Gaussian Mesh Renderer for Lightweight Differentiable Rendering
- URL: http://arxiv.org/abs/2602.14493v1
- Date: Mon, 16 Feb 2026 06:15:42 GMT
- Title: Gaussian Mesh Renderer for Lightweight Differentiable Rendering
- Authors: Xinpeng Liu, Fumio Okura,
- Abstract summary: We propose a new lightweight differentiable mesh based on 3DGS, named Gaussian Mesh Renderer (GMR)<n>Each Gaussian primitive is analytically derived from the corresponding mesh triangle, preserving structural fidelity and enabling the flow.<n>Compared to the traditional mesh gradients, our method achieves smoother gradients, which especially contributes to better optimization using smaller batch sizes with limited memory.

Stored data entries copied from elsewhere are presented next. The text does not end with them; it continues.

PR #34, opened 2017-10-16
Feat/sc 16 all cities cat charts

micapam:
Jira: <https://govausites.atlassian.net/browse/SC-16>

Preview: <http://smart-cities-sc-16.apps.staging.digital.gov.au>

Data is still pretty arbitrary, looks at 'jobs & skills' to see a few charts laid out (in the first subcat). Data will be tackled separately in another task. Icons are also missing.


src/components/AllCitiesCategoryContainer/AllCitiesCategory/AllCitiesCategory.js
```diff
@@ -1,40 +1,59 @@
...
+      {props.category.subCategories.map(subCategory => (
+        <SubCategorySummary
+          key={subCategory.name.replace(' ', '-')}
+          {...subCategory}
+          colorName={props.category.colorName}
+          cities={props.cities}
+        />
+      ))}
+
+      {isHeroInSubCategory || <div className={style.heroWrapper}>
```
micapam: This hero chart might be redundant, not 100% sure if hero charts will always be in a subcategory, yet. Once data task is done we might want to get rid of this bit.

src/components/CityColumnChart/CityColumnChart.js
```diff
@@ -70,7 +70,7 @@ const CityColumnChart = (props) => {
   // so this works for a normal or a stacked chart
   const series = props.indicatorIds.map((indicatorId, i) => ({
     index: props.indicatorIds.length - i, // reverse sort the series (to counteract Highcharts)
-    name: INDICATORS[indicatorId].name,
+    name: INDICATORS[indicatorId].shortDescription,
```
micapam, line 73: Not 100% sure on this either (whether to use short description or name) - will need to review once we have the data sorted and can see what needs to be done.

src/constants/categories.js
```diff
@@ -11,21 +11,57 @@ export default [
         name: 'Employment',
         tint: '040',
         shade: '600',
-        indicatorIds: [
-          'participationRate',
-          'gdp',
+        summaryIndicatorIds: [
```
micapam: Changed the structure of this file so that summary indicators are decoupled from charts. Also, charts can render with one or more indicators.

src/constants/indicators.js
```diff
@@ -111,24 +109,6 @@ export default {
     format: '0[.]0%',
     source: 'Dwelling type ratio, Other, Percentage of Dwellings',
   },
-  jobsWalk: {
```
micapam: Some of the indicators previously added are no longer present in the 'master' data file.

src/style/_colors.scss
```diff
@@ -165,6 +165,8 @@ $color-primary--900: #003a45;
   PLANNING_700: $color-planning--700;
   PLANNING_800: $color-planning--800;
   PLANNING_900: $color-planning--900;
+
+  GRID: $color-grid;
```
micapam: This variable was missing, which is why the charts had no horizontal grid lines showing.

src/style/_icons.scss
```diff
@@ -0,0 +1,8 @@
+@mixin iconWrapper {
```
micapam, line 1: Consolidated this stuff with a view to implementing properly when we do icon system (and to DRY up the placeholder code)

src/components/AllCitiesCategoryContainer/AllCitiesCategory/AllCitiesCategory.js
davidgilbertson: Minor: for consistency/readability you can start the DOM on the next line:
```jsx
{isHeroInSubCategory || (
  <div className={style.heroWrapper}>
    <CityColumnChart
      cities={props.cities}
      colorBase={props.category.colorName}
      colorVariation="500"
      indicatorIds={[props.category.heroIndicatorId]}
    />
  </div>
)}
```

src/components/AllCitiesCategoryContainer/AllCitiesCategory/AllCitiesCategory.js
```diff
@@ -1,41 +1,60 @@
...
-      colorName={props.category.colorName}
-      description={props.category.description}
-      indicator={props.category.heroIndicatorId}
-      title={props.category.name}
-      cities={props.cities}
-      isCategoryPage
-    />
+const AllCitiesCategory = (props) => {
+  const isHeroInSubCategory = props.category.subCategories.find(sc => (
+    flatten(sc.charts.map(chart => chart.indicatorIds)).includes(props.category.heroIndicatorId)
```
davidgilbertson: Minor: this is a bit difficult to decipher. It might be more readable broken up.

Also, to 'cast' to boolean you would normally do `!!`, unless you want to explicitly discount `null`, `false`, etc (which you don't in this case, since it can only return an object or undefined). Also minor, I prefer full words in variable names (rather than `sc`), but that's not a rule anywhere, so...

E.g.
```js
  const isHeroInSubCategory = !!props.category.subCategories.find((subCategory) => {
    const indicatorsFromAllCharts = flatten(subCategory.charts.map(chart => chart.indicatorIds));

    return indicatorsFromAllCharts.includes(props.category.heroIndicatorId);
  });
```

Also, pretty minor, you could do this with native JS `.reduce()` instead of `flatten` removing the need to look up what `flatten` does in order to understand what the code does.

src/components/SubCategoryDetails/SubCategoryDetails.js
```diff
@@ -0,0 +1,76 @@
+import React from 'react';
+import PropTypes from 'prop-types';
+import getSubCategorySectionId from '../../helpers/getSubCategorySectionId';
+import CityColumnChart from '../CityColumnChart/CityColumnChart';
+import { INDICATORS } from '../../constants';
+import style from './SubCategoryDetails.scss';
+
+const SubCategoryDetails = (props) => {
```
davidgilbertson, line 8: Minor: if this just shows charts, `<SubCategoryCharts>`?

src/components/CityColumnChart/CityColumnChart.js
```diff
@@ -135,18 +140,26 @@ const CityColumnChart = (props) => {
...
+            },
+          },
           xAxis: {
             labels: {
               rotation: -90,
               padding: 0,
-              style: { fontSize: '9px' },
+              style: {
+                fontSize: '9px',
+              },
```
davidgilbertson, line 162: Much better :)

src/components/SubCategoryDetails/SubCategoryDetails.js
```diff
@@ -0,0 +1,76 @@
...
+  const sc = props.subCategory;
```
davidgilbertson: We should probably standardise on whether to initialise variable names or not. It isn't done elsewhere in smart-cities, but is done in ICT. My preference is to keep the same name everywhere, so if the prop name is `subCategory` in one place, it is always `subCategory`.

Thoughts?

src/components/SubCategoryDetails/SubCategoryDetails.js
```diff
@@ -0,0 +1,76 @@
...
+
+  const heroChart = sc.charts.find(chart => (
+    chart.indicatorIds.includes(props.heroIndicatorId)));
+
+  const otherCharts = sc.charts.filter(chart => (
+    !chart.indicatorIds.includes(props.heroIndicatorId)));
```
davidgilbertson: Minor, prefer closing brace on new line:
```js
  const heroChart = sc.charts.find(chart => (
    chart.indicatorIds.includes(props.heroIndicatorId)),
  );

  const otherCharts = sc.charts.filter(chart => (
    !chart.indicatorIds.includes(props.heroIndicatorId)),
  );
```

src/components/SubCategoryDetails/SubCategoryDetails.js
```diff
@@ -0,0 +1,76 @@
...
+
+  return (
+    <div
+      key={sc.name}
+      id={getSubCategorySectionId(sc.name)}
+      className={style.container}
+    >
+      <div className={style.heading}>
+        <span className={style.iconWrapper} />
+        <h3 className={style.title}>{sc.name}</h3>
```
davidgilbertson: If this is `<h3>` chart title should be `<h4>` now.

src/components/SubCategoryDetails/SubCategoryDetails.js
```diff
@@ -0,0 +1,76 @@
...
+      </div>
+      <div className={style.chartGrid}>
+        {heroChart && <div className={style.heroChartWrapper} key="hero">
```
davidgilbertson: Minor, DOM starting on new line to keep indenting looking good.

src/components/SubCategoryDetails/SubCategoryDetails.js
davidgilbertson: `.title` hasn't been defined anywhere, this doesn't match the designs

src/components/SubCategoryDetails/SubCategoryDetails.js
```diff
@@ -0,0 +1,76 @@
...
+        ))}
+      </div>
+    </div>
+  );
+};
+
+SubCategoryDetails.propTypes = {
+  subCategory: PropTypes.shape({
+    name: PropTypes.string.isRequired,
+    tint: PropTypes.string.isRequired,
```
davidgilbertson: Is tint used anywhere?

src/components/AllCitiesCategoryContainer/AllCitiesCategory/AllCitiesCategory.js
```diff
@@ -1,41 +1,60 @@
...
+      ))}
+
+      {isHeroInSubCategory || <div className={style.heroWrapper}>
+        <CityColumnChart
+          cities={props.cities}
+          colorBase={props.category.colorName}
+          colorVariation="500"
+          indicatorIds={[props.category.heroIndicatorId]}
+        />
+      </div>}
```
davidgilbertson: The font size and spacing look wrong (between the 'Infrastructure' row and the chart title), they don't match the designs:
image

We'd need a different title style for hero charts, right? And different spacing at the top?

src/components/SubCategoryDetails/SubCategoryDetails.scss
```diff
@@ -0,0 +1,45 @@
...
+  flex-basis: 49%;
+
+  @include for-phone-only {
+    flex-basis: 100%;
+  }
+}
+
+.heroChartWrapper {
+  flex-basis: 100%;
+}
```
davidgilbertson: Unless I'm missing something, there's no need for `flex-basis` here, all you want to do is set the width, right? (`flex-basis` defaults to `auto` which just resolves to the `width`. Interestingly, the spec actually recommends against using flex-basis directly.)

Also you can do 50% not 49%.

Also, if you're setting, then overriding a value, prefer 'mobile first'.

You can do:
```scss
.chartWrapper {
  width: 100%;

  @include for-tablet-portrait-up {
    width: 50%;
  }
}

.heroChartWrapper {
  width: 100%;
}
```

Also, the axis labels are cut off (very neatly). See 0%, 5%, 0%, 5% in the screenshot.

src/components/SubCategoryDetails/SubCategoryDetails.scss
```diff
@@ -0,0 +1,45 @@
+@import '~style/variables';
+
+.container {
+  display: flex;
+  flex-direction: column;
```
davidgilbertson: You don't need flex here, the children are all just block level elements going down the page.
Setting these three have no effect, so can be removed:
```css
display: flex;
flex-direction: column;
width: 100%;
```

src/components/SubCategoryDetails/SubCategoryDetails.scss
```diff
@@ -0,0 +1,45 @@
...
+
+  @include for-tablet-landscape-up {
+    padding-left: 32px;
+  }
+}
+
+.heading {
+  display: flex;
+  align-items: center;
+  width: 100%;
```
davidgilbertson: Is there a reason for `width: 100%`? Anything with a display of `block` or `flex` will be a 'block-level' element which will take all available width.

Unless there's a browser quirk I'm missing.

src/components/SubCategoryDetails/SubCategoryDetails.scss
```diff
@@ -0,0 +1,45 @@
...
+  margin-bottom: 16px;
+}
+
+.chartGrid {
+  width: 100%;
```
davidgilbertson: `width: 100%` can go

src/components/SubCategoryDetails/SubCategoryDetails.scss
davidgilbertson: The layout here looks a bit funky when one chart has a legend. Also the title is indented in quite a way and looks strange. Also I wanted to do something with big red arrows.
image

src/components/SubCategorySummary/SubCategorySummary.scss
```diff
@@ -28,12 +28,7 @@
 }
 
 .iconWrapper {
-  // TODO (davidg): implement real icons
-  border: 1px dashed $color-grey--500;
-  width: 80px;
-  height: 80px;
-  flex: none;
-  margin-right: 8px;
+  @include iconWrapper;
```
davidgilbertson, line 31: yeah, nice.

src/constants/categories.js
```diff
@@ -11,21 +11,57 @@ export default [
...
+              'unemploymentRateIndigenous',
+            ],
+          },
+          {
+            name: 'Participation rate',
+            indicatorIds: [
+              'participationRateGeneral',
+              'participationRateFemale',
+              'participationRateMale',
+            ],
```
davidgilbertson, line 48: This needs a mechanism to feed through the text that goes in the tooltip (`longDescription`). If you do this here:
```js
{
  name: 'Participation rate',
  longDescription: 'This is the text that will show in the tooltip for this chart',
  indicatorIds: [
    'participationRateGeneral',
    'participationRateFemale',
    'participationRateMale',
  ],
},
```

And then in `<SubCategoryDetails>` and wherever else you render the chart you do this:
```jsx
<CityColumnChart
  title={chart.name}
  longDescription={chart.longDescription}
  cities={props.cities}
  colorBase={props.colorName}
  colorVariation={sc.shade}
  indicatorIds={chart.indicatorIds}
/>
```

src/components/SubCategoryDetails/SubCategoryDetails.js
```diff
@@ -0,0 +1,76 @@
...
+
+  const heroChart = sc.charts.find(chart => (
+    chart.indicatorIds.includes(props.heroIndicatorId)));
+
+  const otherCharts = sc.charts.filter(chart => (
+    !chart.indicatorIds.includes(props.heroIndicatorId)));
+
+  return (
+    <div
+      key={sc.name}
```
davidgilbertson: `key` can go. It's only needed inside a loop (where it's in the actual context of the array, you don't need it if a component was originally rendered as the output of a loop, if that makes sense)

src/components/SubCategoryDetails/SubCategoryDetails.scss
```diff
@@ -0,0 +1,45 @@
+@import '~style/variables';
```
davidgilbertson, line 1: I have a bunch of comments below, all adding up to this as the final CSS (assuming a new `<div className={style.wrapper}>` at the top of `<SubCategoryDetails>`).
```scss
.wrapper {
  background: $color-white;
  padding-top: 32px;
  margin-bottom: 16px;
}

.container {
  @include container;
}

.heading {
  display: flex;
  align-items: center;
  margin-bottom: 16px;
}

.chartGrid {
  display: flex;
  flex-flow: row wrap;
}

.chartWrapper {
  width: 100%;

  @include for-tablet-portrait-up {
    width: 50%;
  }
}

.heroChartWrapper {
  width: 100%;
}

.iconWrapper {
  @include iconWrapper;
}
```

src/components/SubCategoryDetails/SubCategoryDetails.scss
```diff
@@ -0,0 +1,45 @@
...
+
+.container {
```
davidgilbertson: The charts fill the full width of the page. I believe everything should be contained to be max 1140px. I could be wrong though.

davidgilbertson: You'd need to do this in here and for the hero chart.

src/components/SubCategoryDetails/SubCategoryDetails.js
davidgilbertson: And `key="hero"` can go, key is only needed directly inside a loop.

davidgilbertson (changes requested):
Back to you

src/components/AllCitiesCategoryContainer/AllCitiesCategory/AllCitiesCategory.js
micapam: Oh yep, that is nicer.

src/components/SubCategoryDetails/SubCategoryDetails.js
micapam: I think this is hangover from original copy-paste from sub cat summary

src/components/AllCitiesCategoryContainer/AllCitiesCategory/AllCitiesCategory.js
micapam: I needed to tweak the styling, but the title style is no different for hero charts as far as I can see: https://projects.invisionapp.com/d/main#/console/11859769/257007528/inspect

- Score: 13.167103232611487
- License: http://creativecommons.org/licenses/by/4.0/
- Abstract: 3D Gaussian Splatting (3DGS) has enabled high-fidelity virtualization with fast rendering and optimization for novel view synthesis. On the other hand, triangle mesh models still remain a popular choice for surface reconstruction but suffer from slow or heavy optimization in traditional mesh-based differentiable renderers. To address this problem, we propose a new lightweight differentiable mesh renderer leveraging the efficient rasterization process of 3DGS, named Gaussian Mesh Renderer (GMR), which tightly integrates the Gaussian and mesh representations. Each Gaussian primitive is analytically derived from the corresponding mesh triangle, preserving structural fidelity and enabling the gradient flow. Compared to the traditional mesh renderers, our method achieves smoother gradients, which especially contributes to better optimization using smaller batch sizes with limited memory. Our implementation is available in the public GitHub repository at https://github.com/huntorochi/Gaussian-Mesh-Renderer.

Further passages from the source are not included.